*Records from a data collection*:
● ● ● ● ●
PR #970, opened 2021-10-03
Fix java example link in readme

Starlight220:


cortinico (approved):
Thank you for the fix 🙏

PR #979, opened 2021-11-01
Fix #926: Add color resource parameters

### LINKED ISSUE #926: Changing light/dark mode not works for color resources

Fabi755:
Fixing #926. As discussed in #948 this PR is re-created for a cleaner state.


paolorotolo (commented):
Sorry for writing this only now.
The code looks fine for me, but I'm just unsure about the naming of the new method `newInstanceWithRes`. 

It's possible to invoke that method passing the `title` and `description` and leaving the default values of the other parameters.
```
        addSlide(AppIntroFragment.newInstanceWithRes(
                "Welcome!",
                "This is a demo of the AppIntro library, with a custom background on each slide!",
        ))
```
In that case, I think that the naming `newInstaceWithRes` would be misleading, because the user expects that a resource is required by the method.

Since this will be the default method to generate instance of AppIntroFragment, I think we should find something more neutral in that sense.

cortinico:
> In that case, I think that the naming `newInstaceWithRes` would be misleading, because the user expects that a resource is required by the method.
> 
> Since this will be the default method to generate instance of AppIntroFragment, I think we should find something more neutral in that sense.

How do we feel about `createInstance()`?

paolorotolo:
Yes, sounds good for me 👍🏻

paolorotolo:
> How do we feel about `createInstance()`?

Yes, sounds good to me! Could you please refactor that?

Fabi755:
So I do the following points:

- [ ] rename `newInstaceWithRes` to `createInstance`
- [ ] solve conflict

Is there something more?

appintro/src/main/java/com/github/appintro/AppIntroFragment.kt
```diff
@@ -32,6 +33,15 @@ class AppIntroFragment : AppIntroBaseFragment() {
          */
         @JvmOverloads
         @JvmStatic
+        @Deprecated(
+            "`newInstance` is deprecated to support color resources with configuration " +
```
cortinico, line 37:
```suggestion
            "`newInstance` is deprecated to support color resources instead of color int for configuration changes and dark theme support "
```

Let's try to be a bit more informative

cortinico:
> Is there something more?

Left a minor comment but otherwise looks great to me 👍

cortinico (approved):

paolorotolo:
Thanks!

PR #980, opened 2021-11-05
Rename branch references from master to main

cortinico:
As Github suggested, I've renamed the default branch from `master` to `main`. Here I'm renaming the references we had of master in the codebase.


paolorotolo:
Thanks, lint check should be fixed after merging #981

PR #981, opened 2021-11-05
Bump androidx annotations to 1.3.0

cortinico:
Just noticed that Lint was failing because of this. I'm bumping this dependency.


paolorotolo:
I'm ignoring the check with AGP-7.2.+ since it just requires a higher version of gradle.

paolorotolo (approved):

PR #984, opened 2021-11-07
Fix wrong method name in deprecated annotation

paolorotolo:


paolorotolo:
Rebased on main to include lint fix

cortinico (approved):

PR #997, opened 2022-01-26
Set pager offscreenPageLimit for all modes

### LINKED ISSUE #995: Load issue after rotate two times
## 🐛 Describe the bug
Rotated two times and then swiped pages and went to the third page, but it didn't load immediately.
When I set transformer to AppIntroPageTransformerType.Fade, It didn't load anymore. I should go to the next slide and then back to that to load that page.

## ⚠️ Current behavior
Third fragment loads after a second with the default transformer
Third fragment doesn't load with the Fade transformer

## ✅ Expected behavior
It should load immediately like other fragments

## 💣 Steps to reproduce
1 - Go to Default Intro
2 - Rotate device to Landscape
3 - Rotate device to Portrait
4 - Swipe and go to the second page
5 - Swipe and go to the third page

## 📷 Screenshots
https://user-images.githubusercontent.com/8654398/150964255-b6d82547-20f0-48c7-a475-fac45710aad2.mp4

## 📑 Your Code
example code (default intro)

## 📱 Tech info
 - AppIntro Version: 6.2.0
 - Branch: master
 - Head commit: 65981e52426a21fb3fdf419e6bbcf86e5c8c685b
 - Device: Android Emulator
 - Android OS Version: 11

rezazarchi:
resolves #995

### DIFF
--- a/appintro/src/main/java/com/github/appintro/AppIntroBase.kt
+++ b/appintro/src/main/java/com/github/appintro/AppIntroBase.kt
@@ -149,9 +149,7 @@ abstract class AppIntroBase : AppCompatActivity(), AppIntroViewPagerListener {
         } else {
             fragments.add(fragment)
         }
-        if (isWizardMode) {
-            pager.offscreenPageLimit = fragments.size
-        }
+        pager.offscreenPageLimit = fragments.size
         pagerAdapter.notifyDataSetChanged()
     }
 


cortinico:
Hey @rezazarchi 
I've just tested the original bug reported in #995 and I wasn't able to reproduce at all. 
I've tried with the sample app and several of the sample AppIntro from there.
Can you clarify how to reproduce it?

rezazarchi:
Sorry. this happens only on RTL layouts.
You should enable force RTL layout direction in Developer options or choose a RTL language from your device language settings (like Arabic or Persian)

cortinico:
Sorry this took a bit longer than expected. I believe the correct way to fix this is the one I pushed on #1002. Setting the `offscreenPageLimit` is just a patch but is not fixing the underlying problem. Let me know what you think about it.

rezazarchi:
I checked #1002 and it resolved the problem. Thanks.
● ● ● ● ●
*WHAT YOU SHOULD DO*:
Go through the entries above and count the lines containing the word "second"; give only that count.

*ANSWER BOX*:
2